Chine : ambition hégémonique du Parti communiste

Défense : information falsifiée, internet et réseaux sociaux

Guerre de l’information et information de guerre




Géopolitique : la souveraineté démocratique face aux GAFA

L’Etat a toujours utilisé les technologies pour asseoir ou élargir sa souveraineté. Mais les ingérences récentes d’algorithmes dans les processus démocratiques soulignent l’influence des GAFA, les groupes américains Google, Apple, Facebook et Amazon.

Cette question a fait l’objet d’une conférence-débat organisée, le 6 septembre 2018 à Paris, par l’Institut de relations internationales et stratégiques (IRIS). Y sont intervenus : le professeur Pierre Musso, Université de Rennes 2 ; François-Bernard Huyghe, directeur de recherche à l’IRIS ; Charles Thibout, chercheur à l’IRIS.

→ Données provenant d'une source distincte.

PR #3441, opened 2020-12-08
More GH Actions goodies

artembilan:
* Add RabbitMQ, MongoDB & Redis services into GH actions
* Remove Travis


.github/workflows/pr-build-workflow.yml
```diff
@@ -10,12 +10,30 @@ jobs:
     runs-on: ubuntu-latest
 
     services:
+
       rabbitmq:
         image: rabbitmq
         ports:
           - 5672:5672
```
garyrussell, line 17: `- 15762:15762` for management plugin?

garyrussell: Forget that; not used in this project; only spring-rabbit.

artembilan:
It doesn't show the time for each module to pass its tests, but I think we should believe it that it works well.
And therefore it is ready for merging.

Thanks

PR #3449, opened 2020-12-22
Special handle for void in the RSocketOutGateway

artembilan:
To avoid extra `Publisher` subscription work in the target
application "flatten" a returned empty `Flux` for the `void`
expected type into a `Mono.empty()` for automatic subscription
on the output channel


artembilan:
The Gitter discussion on the matter: https://gitter.im/spring-projects/spring-integration?at=5fdb3542d75db604c1959651

PR #3456, opened 2021-01-07
GH-3454: From MQTT conversion error - to error ch

### LINKED ISSUE #3454: Paho loses connection if the message converter returns null

5.2.8.RELEASE

**Describe the bug**

The paho mqtt client loses the connection if a custom converter returns null. In my case the application pairs each incoming message with some mandatory information. If the information are absent for any reason we return null in order to stop the spi message delivery.

#### MqttPahoMessageDrivenChannelAdapter
```java
@Override
public void messageArrived(String topic, MqttMessage mqttMessage) {
	Message<?> message = this.getConverter().toMessage(topic, mqttMessage);
	try {
		sendMessage(message);
	}
	catch (RuntimeException e) {
		logger.error("Unhandled exception for " + message.toString(), e);
		throw e;
	}
}
```

#### MessageProducerSupport
```java
protected void sendMessage(Message<?> messageArg) {
		Message<?> message = messageArg;
		if (message == null) {
			throw new MessagingException("cannot send a null message");
		}
              
                ...
}
```

**To Reproduce**

1. Implement a PahoMessageConverter
2. Make the `toMessage` method return null
3. Send a message and observe the client getting disconnected

**Expected behavior**

The client should drop the message entirely if the converter returns null.

artembilan:
Fixes https://github.com/spring-projects/spring-integration/issues/3454

The message converter may return null when we try to covert from the
MQTT message.
The thrown exception may also reset the client connect.

* Fix `MqttPahoMessageDrivenChannelAdapter` to catch any conversion errors
(including `null` result) and try to send an `ErrorMessage` with that info
into the provided `errorChannel`.
Otherwise re-throw it as as

### DIFF
--- a/spring-integration-mqtt/src/main/java/org/springframework/integration/mqtt/inbound/MqttPahoMessageDrivenChannelAdapter.java
+++ b/spring-integration-mqtt/src/main/java/org/springframework/integration/mqtt/inbound/MqttPahoMessageDrivenChannelAdapter.java
@@ -1,5 +1,5 @@
 /*
- * Copyright 2002-2020 the original author or authors.
+ * Copyright 2002-2021 the original author or authors.
  *
  * Licensed under the Apache License, Version 2.0 (the "License");
  * you may not use this file except in compliance with the License.
@@ -42,6 +42,8 @@ import org.springframework.integration.mqtt.support.MqttUtils;
 import org.springframework.integration.support.AbstractIntegrationMessageBuilder;
 import org.springframework.messaging.Message;
 import org.springframework.messaging.MessagingException;
+import org.springframework.messaging.converter.MessageConversionException;
+import org.springframework.messaging.support.GenericMessage;
 import org.springframework.util.Assert;
 
 /**
@@ -205,7 +207,7 @@ public class MqttPahoMessageDrivenChannelAdapter extends AbstractMqttMessageDriv
 		}
 		catch (Exception ex) {
 			logger.error(ex, "Exception while connecting and subscribing, retrying");
-			this.scheduleReconnect();
+			scheduleReconnect();
 		}
 	}
 
@@ -272,7 +274,7 @@ public class MqttPahoMessageDrivenChannelAdapter extends AbstractMqttMessageDriv
 			super.removeTopic(topic);
 		}
 		catch (MqttException e) {
-			throw new MessagingException("Failed to unsubscribe from topic " + Arrays.asList(topic), e);
+			throw new MessagingException("Failed to unsubscribe from topic(s) " + Arrays.toString(topic), e);
 		}
 		finally {
 			this.topicLock.unlock();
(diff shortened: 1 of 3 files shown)


artembilan:
I will do back-port to `5.2.x` after review and merging: it does not support `MessageBuilder` contract yet.

Thanks

spring-integration-mqtt/src/main/java/org/springframework/integration/mqtt/inbound/MqttPahoMessageDrivenChannelAdapter.java
```diff
@@ -399,19 +401,52 @@ public synchronized void connectionLost(Throwable cause) {
...
 		}
-		catch (RuntimeException ex) {
-			logger.error(ex, () -> "Unhandled exception for " + message.toString());
-			throw ex;
+		catch (Exception ex) {
+			conversionError = ex;
+		}
+
+		if (builder == null && conversionError == null) {
+			conversionError = new IllegalStateException("'MqttMessageConverter' produced a null for message");
```
garyrussell, line 432:
```suggestion
			conversionError = new IllegalStateException("'MqttMessageConverter' returned 'null'");
```

spring-integration-mqtt/src/main/java/org/springframework/integration/mqtt/inbound/MqttPahoMessageDrivenChannelAdapter.java
```diff
@@ -399,19 +401,52 @@ public synchronized void connectionLost(Throwable cause) {
...
+			if (!sendErrorMessageIfNecessary(message, conversionError)) {
+				MessageConversionException conversionException;
+				if (conversionError instanceof MessageConversionException) {
+					conversionException = (MessageConversionException) conversionError;
+				}
+				else {
+					conversionException = new MessageConversionException(message, "Failed to convert from MQTT Message",
+							conversionError);
+				}
+				throw conversionException;
```
garyrussell, line 446: Should we still throw here? Or just log as ERROR?

src/reference/asciidoc/mqtt.adoc
```diff
@@ -164,6 +164,9 @@ StaticMessageHeaderAccessor.acknowledgment(someMessage).acknowledge();
 ----
 ====
 
+Starting with version `5.2.11`, when message converter throws an exception or returns `null` from the `MqttMessage` conversion, the `MqttPahoMessageDrivenChannelAdapter` sends an `ErrorMessage` into the provided `errorChannel`.
+Re-throws this conversion error otherwise into an MQTT client callback.
```
garyrussell, line 168:
```suggestion
Starting with version `5.2.11`, when the message converter throws an exception or returns `null` from the `MqttMessage` conversion, the `MqttPahoMessageDrivenChannelAdapter` sends an `ErrorMessage` into the `errorChannel`, if provided.
Re-throws this conversion error otherwise into an MQTT client callback.
```

Also see my comment in the code about re-throwing.

garyrussell (changes requested):

spring-integration-mqtt/src/main/java/org/springframework/integration/mqtt/inbound/MqttPahoMessageDrivenChannelAdapter.java
artembilan: Well, I tried to make it consistent with what we have so far in the `MessageProducerSupport.sendMessage()`:
```
try {
	this.messagingTemplate.send(getRequiredOutputChannel(), message);
}
catch (RuntimeException ex) {
	if (!sendErrorMessageIfNecessary(message, ex)) {
		throw ex;
	}
}
```

We probably may consider some general `ErrorHandler` strategy. However it looks like we have it already for this kind of channel adapters via an `ErrorHandlingTaskExecutor` impl. Nevertheless I don't see that we have some way to inject it into the `MqttAsyncClient`...

Probably the matter for a separate issue and discussion over there...

garyrussell: Right, but the problem here is that throwing an exception causes the client to close. Conversion exceptions are generally fatal anyway (no point in retrying) since a redelivery will fail again.

However, it would be a behavior change so we'd probably have to add a flag.

Or, we can just leave it as you have it; up to you.

artembilan: Well, we have a flag - `errorChannel` and no exceptions are thrown back to the client!
I would stay with this behavior for a while: probably everybody is going to be happy to swallow and process those wrong messages in the error flow instead of just silent (log) drop to satisfy the client connection stability.

artembilan:
@garyrussell ,

let me know if anything else you'd like to see fixed with this PR!
Thanks

garyrussell (approved):

garyrussell:
Cherry-picked to 5.4.x and to 5.3.x after resolving conflicts.

Ready for 5.2.x backport.

artembilan:
Back-ported to `5.2.x` as https://github.com/spring-projects/spring-integration/commit/71d41757cd9655b41e334926968d247cf9e267e1

Issue #3455, opened 2021-01-07
Breaking Change in Version v5.4.2


deen13:
**In what version(s) of Spring Integration are you seeing this issue?**

Spring Boot 2.4.1
Spring Integration 5.4.2

**Describe the bug**

The commit [fbf06e8](https://github.com/spring-projects/spring-integration/commit/fbf06e8bb592e6ad885e4a33384f53e58dc293cf) adds the new `toMessageBuilder(String topic, MqttMessage mqttMessage)` function which is wrapped by the `toMessage(String topic, MqttMessage mqttMessage)`. After we've migrated spring boot from 2.2.9.RELEASE to 2.4.1 our message conversion stopped working. 

#### Client Factory

```java
val adapter = MqttPahoMessageDrivenChannelAdapter("ProdasoConsumer-${UUID.randomUUID()}", mqttClientFactory)

adapter.addTopic("mytopic", 1)

adapter.setCompletionTimeout(5000)
adapter.setOutputChannelName("routingChannel")
adapter.setConverter(mqttMessageConverter) // this is not considered anymore
```

The converter is no longer considered and the handler receives the raw message which results in a ClassCastException.

#### Handler

```java
@ServiceActivator(inputChannel = "lastwillChannel")
fun lastWillEvent(message: Message<MessageWrapper<String>>) 
```

**Question**

How can we make the adapter consider our converter?

garyrussell:
>How can we make the adapter consider our converter?

Unfortunately, this is a breaking change that we failed to document in the [migration guide](https://github.com/spring-projects/spring-integration/wiki/Spring-Integration-5.2-to-5.3-Migration-Guide). You can change your converter to return a `AbstractIntegrationMessageBuilder<?>` instead of a `Message<?>`.

artembilan:
I don't think this is a breaking change. This is a new API in that new `5.3` version which you just miss to implement in your solution.

We will add migration guide note anyway to avoid the further discussion if it breaks or not.

> How can we make the adapter consider our converter?

Just implement that `toMessageBuilder()` like this:
```
public AbstractIntegrationMessageBuilder<?> toMessageBuilder(String topic, MqttMessage mqttMessage) {
	return MutableMessageBuilder.fromMessage(toMessage(topic, mqttMessage));
}
```

We probably can apply this trick as a `default` one in our `MqttMessageConverter` contract.
Plus it looks like we need to mention this `MqttMessageConverter` in the docs and what end-user have to implement.

[...]

PR #3458, opened 2021-01-08
GH-3455: default MqttMessConv.toMessageBuilder()

artembilan:
Fixes https://github.com/spring-projects/spring-integration/issues/3455

After introduction `MqttMessageConverter.toMessageBuilder()`
(https://github.com/spring-projects/spring-integration/issues/3181)
the existing `MqttMessageConverter` must also implement this new method
where in most cases `toMessage()` must call `toMessageBuilder()` instead though.

* Make `MqttMessageConverter.toMessageBuilder()` as a `default` with a delegation
to the `toMessage()` allowing target implementors to keep their code during
migration without any breaking changes

**Cherry-pick to 5.3.x**


garyrussell:
and cherry-picked to 5.3.x as 040fa703ca78ddadea8cf8cfc67213962df4696b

Perspective historique. L’idée de l’Etat apparaît en Occident au XIIème siècle, rappelle le professeur Musso. La souveraineté repose sur les institutions juridiques, où le droit (la norme) constitue le lien avec une vision du monde (la chrétienté). La défense du territoire dépend de l’industrie militaire, qui se développe au XVème siècle. Une rupture dans cette vision du monde se produit au XVIIème siècle : il faut utiliser la science pour dominer la nature, cartographier le territoire, établir une comptabilité et inventer la statistique. Au cours des deux siècles suivants, l’essor scientifique et technique et l’innovation permanente conduisent à l’idée de « progrès » et à l’industrialisation, en partant du principe que la société suit. Or, souligne le professeur Musso, la technique ne peut se dissocier d’une « culture », vision du monde ou d’une société. La technologie de production va osciller entre puissance publique et service public, notamment dans les transports. La politique industrielle d’après 1945, du ressort de l’Etat guidé par la rationalité, sera progressivement déléguée aux grandes entreprises au cours de la construction européenne, amorcée dans les années 1980. En outre, la révolution numérique, lancée dans les années 1950-1960, débouche sur la rencontre du « management » (organisation et gestion des entreprises) avec l’efficacité, dont profite l’Etat ingénieur pour produire plus, plus vite et moins cher. Aujourd’hui, il a perdu sa capacité à produire de l’intelligence et de la capacité, car les techniques sont mises au point par les étudiants et les industriels. L’Union internationale des télécommunications, créée en 1865, a proposé, dès 2003, une régulation mondiale d’internet, refusée par les Etats-Unis qui l’estiment aussi important que le domaine militaire. L’informatique et ses applications à la production constituent le système nerveux de l’économie mondiale. Leur réputation, qui relève de l’imaginaire et du symbolique, et leur audience, pour les ressources publicitaires, imposent aux GAFA de capter la confiance des internautes à l’échelle internationale.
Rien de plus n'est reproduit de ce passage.